Google accused of hard-coding own links in search
Harvard prof waves Google antitrust 'smoking gun'
Updated Update: This story has been updated with comment from Google.
In a still-simmering Google antitrust complaint, UK-based vertical search outfit Foundem accuses the Mountain View web giant of using its search monopoly to unfairly favor its own services over those of its competitors. Google chief executive Eric Schmidt denies the accusation, arguing that the company's search engine always delivers "the best end-user outcome." But Harvard professor and noted Google watcher Ben Edelman believes otherwise.
He says he's found a "smoking gun" that indicates Google's search engine does in fact favor the company's own services.
Edelman says his evidence shows that Google may "hard-code" its own links to appear at the top of certain algorithmic search result pages, including links for Google Finance, Google Health, and other Mountain View-operated web services. In other words, these links appear independently of Google's search algorithms, undermining the company's off-stated claims that its search results are unbiased and completely automated.
"Google's use of hard-coding and other search bias gives Google an important advantage in any sector that requires or benefits from substantial algorithmic search traffic," Edelman writes in a blog post unveiled on Monday morning. "By directing users to Google services, Google can make its offerings take off in a broad class of services — be it health, finance, maps, video, travel, or otherwise.
"Meanwhile, entrepreneurs recognize and anticipate that Google may bury their results as it favors its own services — blunting the incentive to build a business that competes with Google or competes with a service Google might plausibly develop. With Google already putting its Health and Finance sites first, even when user consensus is that other sites are preferable in these categories, it's easy to envision a future where user preferences and genuine excellence are less important than Google's rote power."
The implications are potentially far-reaching. "This could be very important in the long run," Edelman tells The Register. "In the long run, when Google is sued in comprehensive antitrust litigation and we get to see the processes that yield the [search results], this will be one of the smoking guns that guides the discovery."
Asked to comment, a Google spokesman provided the following statement: "We built Google for users, not websites, and while think it’s important to be transparent with websites about how we rank sites, ultimately our goal is to give users the most useful answer possible. Sometimes the most useful answer is a list of links, but other times it's a stock quote, a list of movie times, or quick answer to a question. That's what users want."

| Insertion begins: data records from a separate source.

PR #2945, opened 2023-11-27
Fix more fuzzing issues and alternative proposal for #2904 (which looks stuck)

Jakuje:
I included also fix for #2904 as the fuzzer bumped into that after fixing the https://bugs.chromium.org/p/oss-fuzz/issues/detail?id=64522 with the same input.

##### Checklist

- [ ] macOS tokend is tested

### DIFF
--- a/src/pkcs15init/pkcs15-epass2003.c
+++ b/src/pkcs15init/pkcs15-epass2003.c
@@ -172,7 +172,7 @@ static int epass2003_pkcs15_create_dir(struct sc_profile *profile,
 
 		for (i = 0; create_efs[i]; ++i) {
 			if (sc_profile_get_file(profile, create_efs[i], &file)) {
-				sc_log(card->ctx, 
+				sc_log(card->ctx,
 					 "Inconsistent profile: cannot find %s",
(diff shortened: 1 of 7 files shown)


src/pkcs15init/pkcs15-epass2003.c
```diff
@@ -578,17 +578,17 @@ static int epass2003_pkcs15_generate_key(struct sc_profile *profile,
...
 	{
-	
+
 		r = cosm_new_file(profile, card, SC_PKCS15_TYPE_PUBKEY_EC, idx, &pukf);
 	}
 	else
 	{
-		
+
 		r = cosm_new_file(profile, card, SC_PKCS15_TYPE_PUBKEY_RSA, idx, &pukf);
```
xhanulik, line 587: nit: the empty lines can be removed too

Jakuje: removed. Thanks.

xhanulik (approved):

Jakuje:
Thanks for review! Lets see what next batch of fuzzing will bring us ...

He also said that Ben Edelman has been a paid consultant for Microsoft.
Edelman begins his argument with a standard Google search for "CSCO" — Cisco's stock ticker symbol. Google returns a Google Finance page as the top result — though it's not labeled as such — and the next two most prominent links (a stock price chart and a link that does say "Google Finance") point to the same Google Finance page. This despite the fact that according to comScore, Google Finance is not the web's most popular finance site. You can see the search here (Google's "Instant" search is turned off, but the same behavior can be reproduced when it's turned on):
The question, Edelman says, is whether or not Google algorithms select Google Finance for these top spots. "How do Google's less popular services come to receive such valuable placements? Does favorable pagerank (or other favorable reputation) of google.com spill over onto other Google services to guarantee top position under standard ranking algorithms? Or have Google staff manually adjusted ('hard-coded') search results to give favored treatment to other Google services?" he asks.

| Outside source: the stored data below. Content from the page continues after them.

PR #2959, opened 2023-12-14
Update Security policy to match current practices

Jakuje:
I do not know how exactly the workflow looks for non-owner, but this is taken from the pkcs11-provider security policy, where you get a choice to report security issue after clicking to "New Issue".

##### Checklist

### DIFF
--- a/SECURITY.md
+++ b/SECURITY.md
@@ -5,18 +5,20 @@
 OpenSC releases are made roughly once a year, unless important security is discovered.
 
 OpenSC does not release micro updates for previously released versions and does not
-backport security fixes into them.
+backport security fixes into them. Only the last release is supported.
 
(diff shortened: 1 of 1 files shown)


tomato42:
I see in the Security tab that there's an option to file a private security bug, wouldn't it be better to recommend use of those?

Jakuje:
> I see in the Security tab that there's an option to file a private security bug, wouldn't it be better to recommend use of those?

Do you have a screenshot how it looks from your side? For me the Security tab has all the configuration and no button to report security vulnerability.

frankmorgner:
grafik

Jakuje:
Thanks. I was not expecting the button will be there for not logged in users. Updated.

tomato42 (approved):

Yes, Edelman argues they're hard-coded. To buttress this claim, he performs the same "CSCO" search, but with a comma at the end. With the typical algorithmic search, adding a comma doesn't affect the results (Edelman offers a "comma search tool" to show this). But if you search on "CSCO," — rather than "CSCO" — those Google Finance links vanish:
"What system design could explain that disappearance?" Edelman says. "My best assessment: If Google staff manually specified that a given result should appear at the top of results when users search for a specific search term, they might well forget to include search term variants with appended commas. Then a user searching for an unexpected variant, including by adding a comma, can see 'true' Google algorithmic search, unaffected by the manual overrides."
Edelman points out similar behavior with searches involving health terms. If you search on "acne", the three most prominent results are for Google Health. But these disappear if you add a comma — or make other small changes. And the same goes for every term listed in Google's Health Topics index. "While exact searches for the listed terms yield prominent links to Google Health, any tiny variant causes the Google Health results to disappear completely," he says.
He also lays out several other similar examples, spanning everything from travel deals to movie listings to patent filings.